Some limitations of the current meta-analysis warrant discussion. First and foremost, the PR was largely determined as the difference between baseline and endpoint, rather than the difference in benefit between the placebo and non-treatment (observation only) groups. Secondly, although there are many treatments for OA, such as pharmacological, non-pharmacological, surgical, and complementary treatments, based on the limited number of studies reporting on objective function measures, we were only able to examine a limited selection of pharmacological interventions rather than all treatments for OA. Some of the included treatments are largely considered minimally effective to ineffective for the treatment of OA. Thirdly, due to the lack of reporting in one study, we could not be sure that all participants in the analysis were blinded to treatment; this might cause differences between unblinded patients and blinded ones in their way of reporting treatment responses. Some important treatments for OA, such as exercise, patient education, and change of lifestyle, are not readily amenable to a blinded placebo or sham intervention. In the absence of a blinded placebo-controlled randomized study, it is very difficult to estimate the true PR for different measures. For this reason, we focused on pharmacological trials for this meta-analysis, the majority (20 of 21) of which blinded the trial participants; sensitivity analysis demonstrated no difference in the results when the one possibly unblinded study was eliminated. Fourthly, we only included 21 RCTs in this meta-analysis because of the requirement for the specified outcome measures. Compared to the large volume of clinical trials in OA, the dataset was relatively limited. Fifthly, the pooled results of four PRRs showed big overlaps among the 95% CIs. Although the characteristics of the data do not allow testing for statistically significant differences among the four PRRs, we speculate that incremental improvements in the trial design, in the form of lower PRs and/or lower PRRs, may increase the likelihood of observing a treatment effect and/or decrease the sample size needed to show a treatment effect. The routine adoption of objective outcome measures might provide stable effect sizes over time, despite varying PRs as demonstrated by recent meta-analyses of trials of anti-hypertension and anti-hyperglycemic drugs [40, 41].

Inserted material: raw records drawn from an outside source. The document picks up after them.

PR #1162, opened 2026-02-07
Remove explicit backing field generated Relay Commands when possible

### LINKED ISSUE #1073: Use `field` keyword on generated relay commands
### Overview

If `LangVersion=preview`, the relay command generator should avoid emitting a backing field.

### API breakdown

N/A

### Usage example

N/A

### Breaking change?

No

### Alternatives

N/A

### Additional context

_No response_

### Help us help you

Avid29:
**Closes #1073**

When the C# language version supports it, this change replaces the backing field for generated `RelayCommand`s with an implicit field using the new `field` keyword.

## PR Checklist

## Other information

Technically, this is a breaking change since someone may have been using the backing fields for whatever reason

### DIFF
--- a/src/CommunityToolkit.Mvvm.SourceGenerators/Input/RelayCommandGenerator.Execute.cs
+++ b/src/CommunityToolkit.Mvvm.SourceGenerators/Input/RelayCommandGenerator.Execute.cs
@@ -59,7 +59,7 @@ partial class RelayCommandGenerator
             token.ThrowIfCancellationRequested();
 
             // Get the command field and property names
-            (string fieldName, string propertyName) = GetGeneratedFieldAndPropertyNames(methodSymbol);
+            (string? fieldName, string propertyName) = GetGeneratedFieldAndPropertyNames(methodSymbol, semanticModel.Compilation);
 
             token.ThrowIfCancellationRequested();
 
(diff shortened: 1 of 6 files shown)


src/CommunityToolkit.Mvvm.SourceGenerators/Input/RelayCommandGenerator.Execute.cs
```diff
@@ -207,25 +207,33 @@ public static ImmutableArray<MemberDeclarationSyntax> GetSyntax(CommandInfo comm
...
-                .AddModifiers(Token(SyntaxKind.PrivateKeyword))
-                .AddAttributeLists(
-                    AttributeList(SingletonSeparatedList(
-                        Attribute(IdentifierName("global::System.CodeDom.Compiler.GeneratedCode"))
-                        .AddArgumentListArguments(
-                            AttributeArgument(LiteralExpression(SyntaxKind.StringLiteralExpression, Literal(typeof(RelayCommandGenerator).FullName))),
-                            AttributeArgument(LiteralExpression(SyntaxKind.StringLiteralExpression, Literal(typeof(RelayCommandGenerator).Assembly.GetName().Version.ToString()))))))
-                    .WithOpenBracketToken(Token(TriviaList(Comment($"/// <summary>The backing field for <see cref=\"{commandInfo.PropertyName}\"/>.</summary>")), SyntaxKind.OpenBracketToken, TriviaList())))
-                .AddAttributeLists(forwardedFieldAttributes);
+            ImmutableArrayBuilder<MemberDeclarationSyntax> declarations = ImmutableArrayBuilder<MemberDeclarationSyntax>.Rent();
```
huguesv: Based on other usage of `ImmutableArrayBuilder.Rent`, it's meant to be disposed.
https://github.com/search?q=repo%3ACommunityToolkit%2Fdotnet%20ImmutableArrayBuilder&type=code

huguesv:
I'd love for this to go in. I had looked into what it meant to implement this a few months ago and it was pretty much what you ended up doing. Thanks for actually doing it!

I was too wondering what to do about the breaking change to anyone using the field directly. It seems only avoidable if we require folks to opt-in (via an extra parameter to the attribute?) but that would make the optimal scenario more verbose and worse in my opinion.

src/CommunityToolkit.Mvvm.SourceGenerators/Input/RelayCommandGenerator.Execute.cs
Avid29: Nice catch. I thought that the `ToImmutable` call at the end of the function disposed the builder, but upon further investigation, I was wrong. I'll add a using declaration, so dispose is called at the end of the scope.

Avid29:
@huguesv I've added an optional named parameter to the `RelayCommandAttribute` named `ForceBackingField`, which can be used to force a backing field to be used even when the `field` keyword is available.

It is important to emphasize that high heterogeneity was detected in several comparisons due to the variance among trials in methods, imputation of missing data, disease stage, study duration, and/or random variation [55]. To overcome this, a random effects model was chosen. In addition, it is widely recognized that negative trials are less likely to be published. Our analyses were limited to published and publicly available RCTs; therefore, estimates of PRs based on the published literature may be less than if all RCTs could be examined [56].

Conclusions

Our findings from published OA trials indicate that objective measures, such as walking time/distance, muscle strength, and ROM, have an equal or lower PR compared to subjective measures, such as PRO pain and PRO function. Moreover, for subjective measures alone, PRO function measures had lower PRs than PRO pain. In summary, function measures, both subjective and objective, were subject to less contextual effects in the form of placebo responses than pain measures in OA trials. Our results support the latest OMERACT-OARSI recommendation of a set of core domains that include measures of physical function in all clinical trials of hip and knee OA [57], and suggest that a greater use of function measures might enhance the success rates of pharmacological OA trials. The increasing availability and popularity of mobile health apps [58] should facilitate the acquisition of measured function data.